When California State Senator Scott Wiener introduced SB 1047 a little over six months ago, we at the Transparency Coalition viewed it as a fair attempt to provide safeguards for the world’s largest AI models. Today, we view SB 1047 as a cautionary tale: This is what happens when the tech lobby pulls the teeth out of a bill and turns a watchdog into a lapdog.
In its original form in February, Wiener’s bill did not address the issues around training data and AI transparency—our group’s focus—but we still admired its core messages.
The proposal required developers to ensure that their AI models could not cause critical harm, introducing a duty of care within the AI industry for the first time. And the bill had teeth. A new state agency (the Frontier Model Division) would enforce the legal requirements of SB 1047. The state’s attorney general would have the ability to sue negligent companies.
Further reading: California’s AI reforms scare all developers, not just big tech companies
Earlier this month, as the bill was approaching a final vote in Sacramento, pressure from the tech and business lobby forced Senator Wiener to effectively eliminate SB 1047’s enforcement mechanisms. The Frontier Model Division disappeared.

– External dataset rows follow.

PR #153, opened 2019-06-27
Clarify backpressure concepts in the docs.

### LINKED ISSUE #152: Clarify prefetch and backpressure concepts
Based on my research, the concept of prefetch and backpressure for cloud spanner is a little more nuanced than we initially wrote in the documentation.

See: https://stackoverflow.com/questions/56675511/what-does-prefetch-mean-in-project-reactor

> Prefetch will affect how many items (PartialResultSets) Reactor requests from the Publisher in it's first request. It is an upper bound that affects subsequent requests where subsequent requests will be triggered when 75% of the prefetch amount has been emitted so it will not increase automatically.

dzou:
Clarify concepts regarding backpressure and prefetch in the documentation.

Based on my research, the fetch-size setting is a bit more nuanced and could be additionally clarified.
Updated the docs with more information.

See:
https://stackoverflow.com/questions/56675511/what-does-prefetch-mean-in-project-reactor
https://projectreactor.io/docs/core/release/reference/#_on_backpressure_and_ways_to_reshape_requests

Fixes #152.

### DIFF
--- a/README.md
+++ b/README.md
@@ -332,11 +332,23 @@ See the above section regarding `ConnectionFactory` options for more information
 
 ## Back Pressure
 
-Table rows are transmitted from Cloud Spanner in fragments called `PartialResultset`.
-The number of fragments for each row cannot be determined beforehand. 
-While you can decide the number of rows you request from `SpannerResult`, the Cloud Spanner R2DBC driver will always request a fixed number of fragments from Cloud Spanner to fulfill your request and will do so repeatedly if necessary.
+When you execute a **read** query in Cloud Spanner, the table rows of the result are transmitted
+back to the client in chunks called `PartialResultSets`. Every `PartialResultSet` object may
+contain any number of complete (or incomplete) table rows, and the number of rows cannot be
+determined beforehand. Consequently, the driver requests these `PartialResultSet` objects from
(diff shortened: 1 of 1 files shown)


README.md
```diff
@@ -332,11 +332,23 @@ See the above section regarding `ConnectionFactory` options for more information
...
+contain any number of complete (or incomplete) table rows, and the number of rows cannot be
+determined beforehand. Consequently, the driver requests these `PartialResultSet` objects from
+upstream and holds a buffer of these objects from which the table rows of the results are extracted.
+As the buffer is depleted, more `PartialResultSets` will be streamed from Cloud Spanner and
+will replenish the buffer.
+
+In order to support backpressure under these conditions, the driver provides a setting
+`partial_result_set_fetch_size` which specifies how many PartialResultSet objects the driver
+requests from Spanner in it's first request to store in the buffer. This number is an upper
+bound that affects how it is replenished; when the client has consumed 25% of the PartialResultSets,
```
ChengyuanZhao: I think this sentence about the 25% is necessary. The previous half of this paragraph and the preceding paragraph say the exact same thing as before but is just more wordy.

ChengyuanZhao: Eh actually, I'm fine with it. it's different but not actually worse. LGTM

PR #156, opened 2019-07-02
Keep alive

### LINKED ISSUE #141: Implement keepalive option
Spanner recommends to run a simple query (`SELECT 1`) periodically to avoid sessions being dropped.

The driver could do that as an optional feature, configured through connection properties.

dmitry-s:
fixes #141

### DIFF
--- a/src/main/java/com/google/cloud/spanner/r2dbc/SpannerConnection.java
+++ b/src/main/java/com/google/cloud/spanner/r2dbc/SpannerConnection.java
@@ -25,11 +25,15 @@ import com.google.spanner.v1.TransactionOptions.ReadWrite;
 import io.r2dbc.spi.Batch;
 import io.r2dbc.spi.Connection;
 import io.r2dbc.spi.IsolationLevel;
+import java.util.concurrent.Executors;
+import java.util.concurrent.ScheduledExecutorService;
+import java.util.concurrent.TimeUnit;
 import java.util.concurrent.atomic.AtomicLong;
 import javax.annotation.Nullable;
 import org.reactivestreams.Publisher;
 import org.slf4j.Logger;
 import org.slf4j.LoggerFactory;
+import reactor.core.publisher.Flux;
 import reactor.core.publisher.Mono;
 
 /**
@@ -41,6 +45,8 @@ public class SpannerConnection implements Connection, StatementExecutionContext 
       TransactionOptions.newBuilder()
           .setReadWrite(ReadWrite.getDefaultInstance())
           .build();
+
+  private static final String KEEP_ALIVE_STATEMENT = "SELECT 1";
 
   private final Logger logger = LoggerFactory.getLogger(this.getClass());
 
@@ -56,6 +62,8 @@ public class SpannerConnection implements Connection, StatementExecutionContext 
 
   private final SpannerConnectionConfiguration config;
 
+  private final ScheduledExecutorService scheduler = Executors.newScheduledThreadPool(1);
+
   /**
    * Instantiates a Spanner session with given configuration.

Requirements became suggestions.
Most importantly, SB 1047 no longer allows the attorney general to sue AI developers for negligent safety practices before something goes wrong. The attorney general can only sue the developer after a model or service causes harm. That’s like holding an offshore oil drilling company accountable for its negligent practices only after a catastrophic oil spill. It does nothing to ensure the safety of its drilling and prevent the spill in the first place.
Despite our serious concerns, we hope that SB 1047, if passed, will lay an initial foundation upon which California policymakers will continue to build, creating an enabling environment for the most innovative, transparent, and ethical AI industry in the world. However, we fear that passing SB 1047 in its watered-down form will only allow lawmakers in Sacramento to ignore the urgent need for AI regulation in future sessions in the false belief that SB 1047 “takes care of everything.”
Other AI-focused bills (such as AB 2013, which we support and which is also pending a vote in the California Senate) build on existing statutory provisions in California law regulating AI by adding transparency requirements for training data used to develop AI models. Industry practices in collecting and using training data have been linked to harms such as hallucinations, mis/disinformation, and violations of user privacy.
There’s an old saying in sports. When it comes to defending against outstanding athletes, you can’t stop them; you can only hope to keep them at bay. By eliminating SB 1047’s requirements and enforcement mechanisms, the tech lobby hasn’t completely killed the law, but it has significantly weakened it. And that, unfortunately, could be enough to limit their ability to have a real impact on AI safety.